> [Source records]:
----------------

PR #211, opened 2026-07-21
Fixed folder delete when a folder has an upload

Arjun-Parmani:
Deleting a folder that has uploads was failing with a 500 due to a FK constraint violation on the value table. The bulk delete bypasses JPA cascade, so dependent rows were not cleaned up before the folder row was deleted.

  Changes:
  - FolderService.delete() now explicitly cleans up all dependent rows in the correct FK order before deleting the folder
  - Added delete_folder_with_uploads test in FolderServiceTest to cover this scenario 

Close issue #204


willr3 (changes requested):
There are two flaws with this:
1. The implemented method is an abstraction violation and we should not encourage that in our software.
2. This is now what we discussed for how to handle folder delete. The Folder.delete should not remove the underlying group so that delete is a two stage operation.

PR #217, opened 2026-07-24
Fix stale ancestorCache in NodeEntity.dependsOn (issue #215)

stalep:
Move ancestor cache from NodeEntity to Work. NodeEntity.dependsOn() now always traverses the source graph, avoiding stale results when a parent node's sources are modified. Work.precomputeAncestors() caches ancestor IDs on the short-lived Work object for use in afterCompletion where lazy source traversal would fail.

### DIFF
--- a/src/main/java/io/hyperfoil/tools/h5m/entity/NodeEntity.java
+++ b/src/main/java/io/hyperfoil/tools/h5m/entity/NodeEntity.java
@@ -65,8 +65,7 @@ public abstract class NodeEntity extends PanacheEntity implements Comparable<Nod
 
     public List<NodeEntity> getSources() {return sources;}
 
-    @Transient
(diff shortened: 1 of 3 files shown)


willr3 (changes requested):
1. This removes the race condition on `NodeEntity` but I believe it creates the same race condition for `Work`. The commit mentions "short lived" as a justification for the design but I do not believe we should introduce race conditions in a core part of the computation logic. 
2. This commit takes authorship credit for the work done by another engineer (myself). That discourages commitment from engineers who invest the time to investigate a bug, identify the source, and create a unit test that succinctly reproduces the issue. If we want people to contribute we should not take credit for their work. What method of contribution would you prefer when engineers invest the time to identify bugs and create tests for existing code in the repository?

PR #219, opened 2026-07-27
add ancestor value filtering to valueService.getGroupedValues

willr3:


src/test/java/io/hyperfoil/tools/h5m/FreshDb.java
```diff
@@ -25,7 +25,7 @@ public class FreshDb {
     String dbKind;
 
     @BeforeEach
-    @AfterEach
+    //@AfterEach
```
stalep: Is this intentional?

src/main/java/io/hyperfoil/tools/h5m/svc/ValueService.java
```diff
@@ -512,52 +537,53 @@ root_sort as (
         }
 
         String filter = !nodeFilter.isEmpty() || !fingerPrintWhere.isEmpty() ? "where "+ nodeFilter + (!nodeFilter.isEmpty() && !fingerPrintWhere.isEmpty() ? " and " : "" ) + fingerPrintWhere : "";
+        String queryStr = (switch (dbKind) {
```
stalep: the two sql's looks identical, can we remove the case check?

src/main/java/io/hyperfoil/tools/h5m/svc/ValueService.java
```diff
@@ -469,15 +469,39 @@ public List<JqValue> getGroupedValues(Long nodeId){
 
     @Override
     @Transactional
-    public List<JqValue> getGroupedValues(Long nodeId, List<Long> filterNodeIds, Map<Long,JqValue> fingerprints, Long sortByNodeId) {
+    public List<JqValue> getGroupedValues(Long nodeId, Long valueId, List<Long> filterNodeIds, Map<Long,JqValue> fingerprints, Long sortByNodeId) {
```
stalep, line 469: Should we keep the old signature as well which would call the new with valueId null?

src/main/java/io/hyperfoil/tools/h5m/svc/ValueService.java
willr3: They are not identical, the json related functions are different on sqlite and postgresql

src/test/java/io/hyperfoil/tools/h5m/FreshDb.java
willr3: good catch! I will fix

src/main/java/io/hyperfoil/tools/h5m/svc/ValueService.java
willr3: sure, I will add it back to ValueService and ValueServiceInterface

PR #220, opened 2026-07-29
Rename User entity to UserEntity and introduce User DTO

stalep:
Rename entity/User to entity/UserEntity for consistency with the project naming convention (ApiKeyEntity, FolderEntity, ValueEntity).

Move Role enum from entity to api package. Create User record DTO in the api package. UserServiceInterface now returns User DTOs instead of JPA entities, keeping the persistence layer encapsulated.

UserService maps entities to DTOs internally via toDto(). All consumers (CLI commands, security providers, tests) use the User DTO with record accessors. No database schema changes — @Entity(name = "h5m_user") is unchanged.

### DIFF
--- a/src/main/java/io/hyperfoil/tools/h5m/svc/UserService.java
+++ b/src/main/java/io/hyperfoil/tools/h5m/svc/UserService.java
@@ -1,9 +1,12 @@
 package io.hyperfoil.tools.h5m.svc;
 
+import io.hyperfoil.tools.h5m.api.Role;
+import io.hyperfoil.tools.h5m.api.User;
 import io.hyperfoil.tools.h5m.api.svc.UserServiceInterface;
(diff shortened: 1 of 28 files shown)


src/main/java/io/hyperfoil/tools/h5m/svc/UserService.java
```diff
@@ -43,6 +46,10 @@ public void setRole(long userId, Role role) {
     @Override
     @Transactional
     public long count() {
-        return User.count();
+        return UserEntity.count();
+    }
+
+    private static User toDto(UserEntity entity) {
```
barreiro: this should be Mapstruct generated in `entity.mapper.ApiMapper`

barreiro (commented):
looks good. should probably be extended to the `Team` entity >> `TeamEntity` as well !!

barreiro (approved):

PR #234, opened 2026-08-04
Upload data UI

Arjun-Parmani:
**Problem statement**
The h5m web UI lacked the ability for users to upload JSON data to folders directly from the browser. Added Upload data functionality in the UI.

**Description**
Added a new upload modal to the folder view supporting multiple input modes -  file upload, raw JSON paste, and remote URL. Integrated the application-wide toast notification system for consistent user feedback across all upload outcomes and corrected failing REST endpoint tests to align with the current API contract.

### DIFF
--- a/src/main/java/io/hyperfoil/tools/h5m/rest/FolderResource.java
+++ b/src/main/java/io/hyperfoil/tools/h5m/rest/FolderResource.java
@@ -1,6 +1,7 @@
 package io.hyperfoil.tools.h5m.rest;
 
 import io.hyperfoil.tools.jjq.value.JqValue;
+import io.hyperfoil.tools.jjq.value.JqValues;
 import io.hyperfoil.tools.h5m.api.Folder;
 import io.hyperfoil.tools.h5m.api.FolderSummary;
 import io.hyperfoil.tools.h5m.api.RecalculationStatus;
@@ -8,23 +9,40 @@ import io.hyperfoil.tools.h5m.api.svc.FolderServiceInterface;
 import io.hyperfoil.tools.h5m.api.svc.ValueServiceInterface;
 import io.hyperfoil.tools.h5m.svc.RecalculationService;
 import io.hyperfoil.tools.h5m.svc.RecalculationTracker;
+import io.quarkus.runtime.configuration.MemorySize;
 import io.quarkus.security.Authenticated;
 import jakarta.annotation.security.PermitAll;
 import jakarta.inject.Inject;
 import jakarta.validation.constraints.NotNull;
 import jakarta.ws.rs.*;
 import jakarta.ws.rs.core.MediaType;
+import org.eclipse.microprofile.config.inject.ConfigProperty;
 import org.eclipse.microprofile.openapi.annotations.Operation;
-import org.eclipse.microprofile.openapi.annotations.parameters.Parameter;
+import org.eclipse.microprofile.openapi.annotations.responses.APIResponse;
 import org.eclipse.microprofile.openapi.annotations.tags.Tag;
+import org.jboss.resteasy.reactive.RestForm;
+import org.jboss.resteasy.reactive.multipart.FileUpload;
 
+import java.io.IOException;
+import java.net.URL;
+import java.net.URLConnection;
+import java.nio.charset.StandardCharsets;
 import java.util.List;
 import java.util.Map;
+import java.util.Objects;
+import java.util.Set;
+import java.util.stream.Stream;
+
+import static jakarta.ws.rs.core.MediaType.MULTIPART_FORM_DATA;
+import static java.nio.file.Files.readAllBytes;
 
 @Path("/api/folder")
 @Produces(MediaType.APPLICATION_JSON)
 @Tag(name = "Folder", description = "Manage folders for uploaded data")
 public class FolderResource {
+
+    @ConfigProperty(name = "quarkus.http.limits.max-body-size")
+    MemorySize maxBodySize;
 
     @Inject
     FolderServiceInterface folderService;
@@ -83,15 +101,54 @@ public class FolderResource {
 
     @POST
     @Path("{id}/upload")
+    @Consumes(MULTIPART_FORM_DATA)
     @Authenticated
     @Operation(description = "Upload JSON data to a folder. Returns immediately with an uploadId.")
+    @APIResponse(responseCode = "200", description = "Upload successful, returns uploadId")
+    @APIResponse(responseCode = "400", description = "Request received but content is not valid JSON or URL scheme is not http/https")
     public long upload(
             @PathParam("id") long id,
-            JqValue data) {
-        if (data == null) {
-            throw new BadRequestException("Missing request body");
+            @RestForm("raw") String raw,
+            @RestForm("url") URL url,
+            @RestForm("file") FileUpload file) {
+
+        if (Stream.of(url, raw == null || raw.isBlank() ? null : raw, file).filter(Objects::nonNull).count() != 1) {
+            throw new BadRequestException("Provide exactly one of 'file', 'raw', or 'url'");
         }
-        return folderService.upload(id, data).uploadId;
+
+        byte[] bytes;
+
+        try {
+            if (url != null) {
+                if (!Set.of("http", "https").contains(url.getProtocol())) {
+                    throw new BadRequestException("Only http/https URLs are allowed");
+                }
+                URLConnection connection = url.openConnection();
+                connection.setConnectTimeout(5000);
+                connection.setReadTimeout(30000);
+                int readLimit = (int) Math.min(maxBodySize.asLongValue() + 1, Integer.MAX_VALUE);
+                try (var inputStream = connection.getInputStream()) {
+                    bytes = inputStream.readNBytes(readLimit);
+                }
+                if (bytes.length > maxBodySize.asLongValue()) {
+                    throw new BadRequestException("Content at '" + url + "' exceeds the maximum upload size");
+                }
+            } else if (file != null) {
+                bytes = readAllBytes(file.uploadedFile());
+            } else {
+                bytes = raw.getBytes(StandardCharsets.UTF_8);
+            }
+        } catch (BadRequestException e) {
+            throw e;
+        } catch (IOException e) {
+            throw new BadRequestException("Failed to read upload data: " + e.getMessage());
+        }
+
+        try {
+            return folderService.upload(id, JqValues.parse(bytes)).uploadId;
+        } catch (Exception e) {
+            throw new BadRequestException("Invalid JSON: " + e.getMessage());
+        }
     }
 
     @GET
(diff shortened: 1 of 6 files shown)


src/main/java/io/hyperfoil/tools/h5m/api/UploadRequest.java
```diff
@@ -0,0 +1,10 @@
+package io.hyperfoil.tools.h5m.api;
+
+import io.hyperfoil.tools.jjq.value.JqValue;
+import org.eclipse.microprofile.openapi.annotations.media.Schema;
+
+@Schema(description = "Request body for uploading JSON data to a folder")
+public record UploadRequest(
```
barreiro: this object is not needed. I would rather see the different types uploads to be sent as `MULTIPART_FORM_DATA` (openAPI generators will create some kind of request object from it)

this would be what the endpoint would look like: 
```
import static jakarta.ws.rs.core.MediaType.MULTIPART_FORM_DATA;

import org.jboss.resteasy.reactive.RestForm;
import org.jboss.resteasy.reactive.multipart.FileUpload;

    @POST
    @Path("{id}/upload")
    @Consumes(MULTIPART_FORM_DATA)
    @Operation(description = "Upload JSON data to a folder. Returns immediately with an uploadId.")
    @APIResponse(responseCode = "400", description = "Request received but context is not valid format")
    @Authenticated
    long upload(@RestForm("raw") String raw, @RestForm("url") URL url, @RestForm("file") FileUpload file) {
        if (raw != null) { ... }
        if (url != null) { ... }
        if (file != null) { ... }
}
```

Tests will require `io.restassured` multipart builders instead of simple `.body(json)`.

src/main/java/io/hyperfoil/tools/h5m/rest/FolderResource.java
```diff
@@ -87,9 +96,29 @@ public void deleteFolder(@PathParam("id") long id) {
     @Operation(description = "Upload JSON data to a folder. Returns immediately with an uploadId.")
     public long upload(
             @PathParam("id") long id,
-            JqValue data) {
+            UploadRequest body) {
+        String url = body != null ? body.url() : null;
+        JqValue data = null;
+        if (url != null && !url.isEmpty()) {
+            try (var inputStream = URI.create(url).toURL().openStream()) {
```
barreiro: for the URL parameter, verify that it's schema is HTTP / HTTPS to prevent some SSRF attacks that look into the local filesystem (like file://, jar://) and other protocols like ftp://
```
  if (!Set.of("http", "https").contains(uri.getScheme())) {                                                                                                                        
      throw new BadRequestException("Only http/https URLs are allowed");                                                                                                           
  } 
```

src/main/webui/src/app/components/UploadDataModal.tsx
```diff
@@ -0,0 +1,404 @@
...
+                      {selectedFiles.length} files selected
+                    </p>
+                  )}
+                </>
+              )}
+            </TabPanel>
+
+            <TabPanel>
+              <TextInput
+                id="paste-name"
```
barreiro, line 266: I don't think requiring a name for a JSON upload makes sense. it's not something h5m has in it's model and from what I can understand is only used for the user of the Web UI track it's uploads. 

Should just give it a generic one, like `JSON` or `JSON #1`.

src/main/webui/src/app/components/DataTab.tsx
```diff
@@ -91,6 +97,8 @@ export const DataTab = ({ folderId, groupId }: { folderId: number; groupId: numb
   const [configModalOpen, setConfigModalOpen] = useState(false);
   const [editingView, setEditingView] = useState<View | null>(null);
   const [modalKey, setModalKey] = useState(0);
+  const [uploadModalOpen, setUploadModalOpen] = useState(false);
+  const [recentUploads, setRecentUploads] = useState<Array<{ fileName: string; uploadId: number }>>([]);
```
barreiro: could also track the upload time

src/main/webui/src/app/components/UploadDataModal.tsx
```diff
@@ -0,0 +1,404 @@
...
+    setCurrentStatus(null);
+    setIsDragging(false);
+    setPasteName('');
+    setPasteText('');
+    setUrlInput('');
+    upload.reset();
+    onClose();
+  }
+
+  function extractMsg(e: AxiosError<Error>): string {
```
barreiro: this is handle on the notification system by using the `handleError(msg, e);` method.

src/main/webui/src/app/components/UploadDataModal.tsx
```diff
@@ -0,0 +1,404 @@
...
+      if (successCount > 0) {
+        notifications.success(`${successCount} file${successCount > 1 ? 's' : ''} uploaded successfully`);
+      }
+
+    } else if (activeTab === TAB_PASTE) {
+      let parsed: unknown;
+      try {
+        parsed = JSON.parse(pasteText);
+      } catch {
+        notifications.error('Invalid JSON', 'Please check the pasted content.');
```
barreiro: This should change the `invalidText` of the `TextInput`

The notifications are to display info to the use after the modal is closed.

src/main/webui/src/app/components/UploadDataModal.tsx
```diff
@@ -0,0 +1,404 @@
...
+          <TabList aria-label="Upload mode">
+            <Tab>File Upload</Tab>
+            <Tab>Paste JSON</Tab>
+            <Tab>URL</Tab>
+          </TabList>
+          <TabPanels>
+
+            <TabPanel>
+              {currentIndex !== null ? (
+                <div style={{
```
barreiro: This tab should be using a carbon `FileUploader` component instead of trying to write one !!

src/main/webui/src/app/components/UploadDataModal.tsx
barreiro: other option is to close the modal and display the notification. it will depend when you perform the validation (on change or on upload) and when when you want to give feedback to the user.

src/main/webui/src/app/components/UploadDataModal.tsx
```diff
@@ -0,0 +1,404 @@
...
+    upload.reset();
+    onClose();
+  }
+
+  function extractMsg(e: AxiosError<Error>): string {
+    const msg = e.response?.data as string | undefined;
+    return typeof msg === 'string' && msg.length > 0 ? msg : (e.message ?? 'Upload failed');
+  }
+
+  async function handleUpload() {
```
barreiro, line 83: this method should just go over `selectedFiles`, `pastText` and `urlInput` and update all those one by one.

for each create a promise to handle the result of the mutate call. the point is that all should be handled the same way.

barreiro (changes requested):
Overall is good, but I see a few points that can be simplified / optimized / improved.

src/main/webui/src/app/components/UploadDataModal.tsx
Arjun-Parmani: The main idea was that adding a dedicated text field enables users to apply meaningful labels to pasted JSON payloads rather than relying on generic sequential identifiers.

src/main/webui/src/app/components/UploadDataModal.tsx
Arjun-Parmani: Makes sense.  I'll use the invalid / invalidText prop on the TextArea to show the error inline on the field itself, and remove the notification. I think closing a Modal and then throwing a toast notification just adds extra steps for users to again paste the JSON payload.

src/main/java/io/hyperfoil/tools/h5m/rest/FolderResource.java
```diff
@@ -83,13 +93,52 @@ public void deleteFolder(@PathParam("id") long id) {
...
+            @RestForm("url") URL url,
+            @RestForm("file") FileUpload file) {
+
+        JqValue data = null;
+
+        if (url != null) {
+            if (!Set.of("http", "https").contains(url.getProtocol())) {
+                throw new BadRequestException("Only http/https URLs are allowed");
+            }
+            try (var inputStream = url.openStream()) {
```
stalep: Hm, what if this file is huge?
It might not be a real world issue, but would also be good to check for?

src/main/java/io/hyperfoil/tools/h5m/rest/FolderResource.java
```diff
@@ -83,13 +93,52 @@ public void deleteFolder(@PathParam("id") long id) {
...
+                String content = new String(inputStream.readAllBytes(), StandardCharsets.UTF_8);
+                data = JqValues.parse(content);
+            } catch (IOException e) {
```
stalep, line 128: Hm, there is a fairly long chain of catch re-throw's here, looks ok, but just not "pretty" :)

stalep (commented):
Looks ok, some minor comments only.

src/main/java/io/hyperfoil/tools/h5m/rest/FolderResource.java
Arjun-Parmani: Good observation! readAllBytes() on the URL stream has no size cap. May be adding a limit here for reading the bytes would be a good guard? Anything exceeding the guard/boundary can be errored out.

stalep: Hm, I guess there are several methods of doing it, one could be to try to get the HEAD req first to get the Content-Lenght without downloading the body;

```
HttpURLConnection conn = (HttpURLConnection) url.openConnection();
conn.setRequestMethod("HEAD");
conn.setConnectTimeout(5000);
conn.setReadTimeout(5000);
long contentLength = conn.getContentLengthLong();
if (contentLength > MAX_UPLOAD_SIZE) {
    throw new BadRequestException("Remote resource too large: " + contentLength + " bytes (max " + MAX_UPLOAD_SIZE + ")");
}
```

Not all servers return Content-Length, so in any case I think would be better than url.OpenStream() is to use the jvm builtin HttpClient. It got a lot better the last few years. We could also use the vert.x httpClient, but imo the builtin client is just fine;

```
HttpClient client = HttpClient.newBuilder()
    .connectTimeout(Duration.ofSeconds(5))
    .followRedirects(HttpClient.Redirect.NORMAL)
    .build();

HttpRequest request = HttpRequest.newBuilder()
    .uri(url.toURI())
    .timeout(Duration.ofSeconds(30))
    .GET()
    .build();

HttpResponse<String> response = client.send(request, HttpResponse.BodyHandlers.ofString());

if (response.statusCode() != 200) {
    throw new BadRequestException("URL returned HTTP " + response.statusCode());
}

data = JqValues.parse(response.body());
```

You could also stream instead of reading everything into a string by;

```
HttpResponse<InputStream> response = client.send(request, HttpResponse.BodyHandlers.ofInputStream());

long maxSize = 100 * 1024 * 1024; // 100MB limit
byte[] bytes;
try (InputStream is = response.body()) {
    bytes = is.readNBytes((int) maxSize + 1);
    if (bytes.length > maxSize) {
        throw new BadRequestException("Remote resource exceeds " + maxSize + " bytes");
    }
}
data = JqValues.parse(bytes);
```

This limits to 100mb, it could probably be a bit larger for h5m I guess?

barreiro (changes requested):
Another round of comments !!

barreiro (changes requested):

barreiro (approved):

----------------

Go through the listing above and copy each line where the string "IOException" appears.

+import java.io.IOException;
+        } catch (IOException e) {
+            } catch (IOException e) {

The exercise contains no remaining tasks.